Petitioner filed a Petition for Writ of Habeas Corpus pursuant to 28 U.S.C. § 2254, on
January 29, 2015, see Houston v. Lack, 487 U.S. 266, 267 (1988), in which he challenged his
November 2, 2010 judgment. Finding that Petitioner was no longer in custody under that
judgment when he filed his § 2254 Petition, this Court concluded it lacked jurisdiction to
consider the Petition and dismissed it on initial review. (Doc. No. 2.)

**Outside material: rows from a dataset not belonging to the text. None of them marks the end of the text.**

PR #51696, opened 2023-09-19
[FrameworkBundle] Add `LoggerAssertionsTrait` which provide shortcuts to assert a log has been written

welcoMattic:
| Q             | A
| ------------- | ---
| Branch?       | 7.1
| Bug fix?      | no
| New feature?  | yes
| Deprecations? | no
| Tickets       | 
| License       | MIT

Like #50662, this PR brings a new collection to enhance assertions to help users to ensure some logs has been written during a Request processing.

In a controller:
```php
public function index(LoggerInterface $logger)
{
    $logger->debug('test1_' . __CLASS__);
    $logger->debug('test2_' . __CLASS__);
    $logger->debug('test3_' . __CLASS__);

    return new Response();
}
```

In the test:

```php
public function testLoggerAssertion()
{
    $client = $this->createClient();
    $client->request('GET', '/log');

    $this->assertLogExists('test1_Symfony\Bundle\FrameworkBundle\Tests\Functional\Bundle\TestBundle\Controller\LoggerController');
    $this->assertLogMatches("/(test2_).*(LoggerController)/");
    $this->assertLogContains('test3');
}
```

## Todo

- [ ] Write doc

### DIFF
--- a/src/Symfony/Bundle/FrameworkBundle/Test/LoggerAssertionsTrait.php
+++ b/src/Symfony/Bundle/FrameworkBundle/Test/LoggerAssertionsTrait.php
@@ -1,0 +1,48 @@
+<?php
+
+/*
+ * This file is part of the Symfony package.
+ *
+ * (c) Fabien Potencier <fabien@symfony.com>
+ *
+ * For the full copyright and license information, please view the LICENSE
+ * file that was distributed with this source code.
+ */
+
+namespace Symfony\Bundle\FrameworkBundle\Test;
+
+use Monolog\Handler\TestHandler;
+use Monolog\Logger;
+use Monolog\LogRecord;
+
+trait LoggerAssertionsTrait
+{
+    public static function assertLogExists(string $expectedLog, string $level = Logger::DEBUG): void
+    {
+        /** @var TestHandler $logger */
+        $logger = self::getContainer()->get('monolog.handler.test');
+
+        self::assertTrue($logger->hasRecordThatPasses(
+            function (array|LogRecord $record) use ($expectedLog) {
+                return $record['message'] === $expectedLog;
+            },
+            $level,
+        ));
+    }
+
+    public static function assertLogMatches(string $expectedRegex, string $level = Logger::DEBUG): void
+    {
+        /** @var TestHandler $logger */
+        $logger = self::getContainer()->get('monolog.handler.test');
+
+        self::assertTrue($logger->hasRecordThatMatches($expectedRegex, $level));
+    }
+
+    public static function assertLogContains(string $expectedLog, string $level = Logger::DEBUG): void
+    {
+        /** @var TestHandler $logger */
+        $logger = self::getContainer()->get('monolog.handler.test');
+
+        self::assertTrue($logger->hasRecordThatContains($expectedLog, $level));
+    }
+}
--- a/src/Symfony/Bundle/FrameworkBundle/Test/LoggerAssertionsTrait.php
+++ b/src/Symfony/Bundle/FrameworkBundle/Test/LoggerAssertionsTrait.php
@@ -19,6 +19,8 @@ trait LoggerAssertionsTrait
 {
     public static function assertLogExists(string $expectedLog, string $level = Logger::DEBUG): void
     {
+        self::ensureMonologHandlerIsAvailable();
+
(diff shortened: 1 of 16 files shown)


ismail1432:
Good idea!

src/Symfony/Bundle/FrameworkBundle/Test/LoggerAssertionsTrait.php
```diff
@@ -0,0 +1,48 @@
...
+use Monolog\Handler\TestHandler;
+use Monolog\Logger;
+use Monolog\LogRecord;
+
+trait LoggerAssertionsTrait
+{
+    public static function assertLogExists(string $expectedLog, string $level = Logger::DEBUG): void
+    {
+        /** @var TestHandler $logger */
+        $logger = self::getContainer()->get('monolog.handler.test');
```
ogizanagi, line 25: Who's in charge of declaring this test handler? The developer? 
There is no such service declared out-of-the-box AFAIK.

Should there be an option to register one, or a section added into the monolog recipe about this?

welcoMattic: Good catch, I've to add it in the app where I made those assertions first.

I can check if it's registered, and if not, display an info message to suggest the developer to register the test handler.

src/Symfony/Bundle/FrameworkBundle/Test/LoggerAssertionsTrait.php
```diff
@@ -40,9 +44,21 @@ public static function assertLogMatches(string $expectedRegex, string $level = L
...
         self::assertTrue($logger->hasRecordThatContains($expectedLog, $level));
     }
+
+    /**
+     * @internal
+     */
+    private static function ensureMonologHandlerIsAvailable(): void
+    {
+        if (!self::getContainer()->has('monolog.handler.test')) {
+            self::fail('The "monolog.handler.test" service is not available. Try registering the service "Monolog\Handler\TestHandler" as "monolog.handler.test" in your test configuration.');
```
ogizanagi, line 61: What about mentioning using the Monolog bundle configuration if available?

```yml
when@test:
    monolog:
        handlers:
            test: { type: test }
            main:
                type: fingers_crossed
                # […]
```

This would work, because it'll be registered through the Monolog bundle extension in the handlers chain, but I don't get how just registering a `monolog.handler.test` would ensure this logger handler is used when using the logger in your application.

ogizanagi (commented):
Shouldn't this be part of the Monolog bundle rather than the FrameworkBundle?
It does only work with Monolog

src/Symfony/Bundle/FrameworkBundle/Test/LoggerAssertionsTrait.php
welcoMattic: You are right, I should belongs to the Monolog bridge, as it only works with Monolog. Or I have to reimplement `hasRecord*` methods for generic loggers (which I do not want to do :smile:).

I'm going to move it, thanks for your feedback

src/Symfony/Bundle/FrameworkBundle/Test/LoggerAssertionsTrait.php
```diff
@@ -0,0 +1,64 @@
...
+
+namespace Symfony\Bundle\FrameworkBundle\Test;
+
+use Monolog\Handler\TestHandler;
+use Monolog\Logger;
+use Monolog\LogRecord;
+
+trait LoggerAssertionsTrait
+{
+    public static function assertLogExists(string $expectedLog, string $level = Logger::DEBUG): void
```
stof, line 20: The signature is wrong. Monolog's level constants on the Logger class are integers, not strings.

And they are deprecated in favor of the enum in 3.x.

and in 3.x, the various `hasRecord*` methods of theTestHandler expect the Level enum.

src/Symfony/Bundle/FrameworkBundle/Test/LoggerAssertionsTrait.php
welcoMattic: I don't well know this part, especially how to use this bridge in tests. Would you help me?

Petitioner has filed a self-described “Motion Pursuant to Fed. R. Civ. P. 60(b)(6);
Alternative Permission to File a New § 2254; Alternative Petition for Writ of Coram
Nobis.” (Doc. No. 4). For the reasons that follow, his Motion shall be denied.
A. Rule 60(b)
Federal Rule of Civil Procedure 60(b) enumerates specific circumstances in which a party
may be relieved of the effect of a federal judgment, such as mistake, newly discovered evidence,
and fraud. Fed. R. Civ. P. 60(b)(1)-(3). The Rule concludes with a catchall category—
subdivision (b)(6)—providing that a federal court may lift a judgment for “any other reason that
justifies relief.” Id. at Rule 60(b)(6).
Rule 60(b) applies to § 2254 proceedings, but only “to the extent that [it is] not
inconsistent with” applicable statutory provisions and rules. Rules Governing Section 2254
Cases in the United States District Courts, Rule 12, 28 U.S.C. foll. § 2254. Among the statutory
provisions governing § 2254 proceedings are those that expressly limit a petitioner's ability to
attack his criminal judgment in a subsequent collateral proceeding. See e.g. 28 U.S.C. §
2244(b)(3)(A) (“Before a second or successive application permitted by this section is filed in
the district court, the applicant shall move in the appropriate court of appeals for an order
authorizing the district court to consider the application.”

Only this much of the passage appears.